* [Task goal]
From the first entry to the last, copy each one exactly.

* [Saved data entries]
PR #3151, opened 2024-05-15
fix: Replace `Asset` to `Amount` and better 'Asset' data format

yanguoyu:
Refer to https://github.com/Magickbase/neuron-public-issues/issues/335#issuecomment-1996306163

For [Optimize input and output storage](https://github.com/nervosnetwork/neuron/pull/2672), Neuron can not recognize whether the transaction is only sent to the current wallet. So, `For transactions sent to yourself, 'Asset' needs to be shown as '--'.` will not implement.

### DIFF
--- a/packages/neuron-ui/src/locales/es.json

* [Answer section]
PR #3151, opened 2024-05-15
fix: Replace `Asset` to `Amount` and better 'Asset' data format

yanguoyu:
Refer to https://github.com/Magickbase/neuron-public-issues/issues/335#issuecomment-1996306163

For [Optimize input and output storage](https://github.com/nervosnetwork/neuron/pull/2672), Neuron can not recognize whether the transaction is only sent to the current wallet. So, `For transactions sent to yourself, 'Asset' needs to be shown as '--'.` will not implement.

### DIFF
--- a/packages/neuron-ui/src/locales/es.json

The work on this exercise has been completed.